Possible Networking Program Design :: Winsock

kuphryn

Senior member
Jan 7, 2001
400
0
0
Hello.

I have an idea for a program I would like to design and implement using C++. This program will produce a list of websites based on what the user wants to search. For example, let say the user enters "c++ programming." The program will log onto Google.com and conduct a search for "c++ programming." It will browse all responses pages and save all websites into a text file (one line per website URL). One done, the user will have a list of relevant websites.


From an implementation perspective, is the program above simple enough using C++ and Winsock? I should be able to setup a socket to connect to a search engine such as Google and/or Yahoo. That is about all I know right now. I do not know how to gather the information after I have connected to, say, a website. Please include a possible implementation using Winsock if you know of one.

Thanks,
Kuphryn
 

Pakaderm

Senior member
Mar 8, 2001
519
0
0
This would be very easy to do. Look into using the WinInet library. It's a level of abstraction higher than Winsock.

-Pak
 

DaveSimmons

Elite Member
Aug 12, 2001
40,730
670
126
This is known as "scraping", writing code to extract info from web server pages.

Basically you do:

Http POST to fill out search box
buffer and process response page 1 (sets #pages or isMore flag)

while (isMore)
{
Http POST or GET to move to next result page
buffer and process response page X
}

though you'll also want a limit stop of say 500 results since there could be
hundreds or thousands of pages of results.

Use "view source" in a browser to figure out what to send to google and whether to use POST or GET for moving to the next page.

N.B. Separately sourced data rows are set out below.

PR #533, opened 2025-03-24
feat(#532): `Conditional`, `Eq` instance for `Hash` type

### LINKED ISSUE #532: [symbolic-base] `Conditional`, `Eq` instance for `Hash` type

sourabhxyz:
Closes #532.

### DIFF
--- a/symbolic-base/src/ZkFold/Symbolic/Data/Hash.hs
+++ b/symbolic-base/src/ZkFold/Symbolic/Data/Hash.hs
@@ -1,4 +1,5 @@
-{-# LANGUAGE TypeOperators #-}
+{-# LANGUAGE TypeOperators        #-}
+{-# LANGUAGE UndecidableInstances #-}
 
 module ZkFold.Symbolic.Data.Hash where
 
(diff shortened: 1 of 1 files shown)


symbolic-base/src/ZkFold/Symbolic/Data/Hash.hs
```diff
@@ -38,6 +40,8 @@ data Hash h a = Hash
 
 instance (SymbolicOutput h, SymbolicOutput a) => SymbolicData (Hash h a)
 instance (SymbolicInput h, SymbolicInput a) => SymbolicInput (Hash h a)
+instance (c ~ (Context h), Conditional (Bool c) h, Symbolic c, SymbolicData a) => Conditional (Bool c) (Hash h a)
```
TurtlePU, line 43: The `Symbolic c` constraint can be inferred from `c ~ Context h`, so it can be removed

sourabhxyz: @TurtlePU unfortunately, I get following error without it,
```
Could not deduce ‘Symbolic c’
    arising from a use of ‘ZkFold.Symbolic.Data.Conditional.$dmbool’
  from the context: (c ~ Context h, Conditional (Bool c) h,
                     SymbolicData a)
```

symbolic-base/src/ZkFold/Symbolic/Data/Hash.hs
```diff
@@ -38,6 +40,8 @@ data Hash h a = Hash
...
+instance (c ~ (Context h), Symbolic c, SymbolicData a, BooleanOf h ~ Bool c, Eq h) => Eq (Hash h a)
```
TurtlePU, line 44: The `Symbolic c` constraint can be inferred from `c ~ Context h`, so it can be removed
Also `c` can be substituted into `Bool c`, removing its mention completely:
```haskell
(SymbolicData a, Eq h, BooleanOf h ~ Bool (Context h))
```

symbolic-base/src/ZkFold/Symbolic/Data/Hash.hs
TurtlePU: Oh, sorry, thought first that there's also a `SymbolicData h` constraint
Since there's nothing like it, looks like they constraints are ok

I think Google has a more direct API, but the above technique would work for any search engine, including ones for programming sites like CodeGuru

 

kuphryn

Senior member
Jan 7, 2001
400
0
0
Thanks.

Another member posted at CodeProject and Pakaderm mentioned the use of WinInet. Does the technique you described with the use of HTTP POST make use of Winsock or WinInet?

If WinInet, I have never heard of WinInet. Is that part of MFC and IE? The authors of the network programming (Windows) I am reading have not mentioned WinInet.

Kuphryn
 

DaveSimmons

Elite Member
Aug 12, 2001
40,730
670
126
POST and GET are standard web protocols, the "file formats" for info transfer to and from servers on the web.

The simplest GET is to connect to a web server on port 80 and send this with winsock:

GET / HTTP/1.0

which would request "/" (the index page from the server.

Connect to the Anandtech main site on port 80, then send this to request page 1 of the 845 motherboard roundup:

GET /mb/showdoc.html?i=1567 HTTP/1.0


Wininet (as msdn.com will tell you) is a layer on top of winsock that has functions to do some of this for you, such as doing a GET by just passing the server and "/mb/showdoc.html?i=1567" to a function.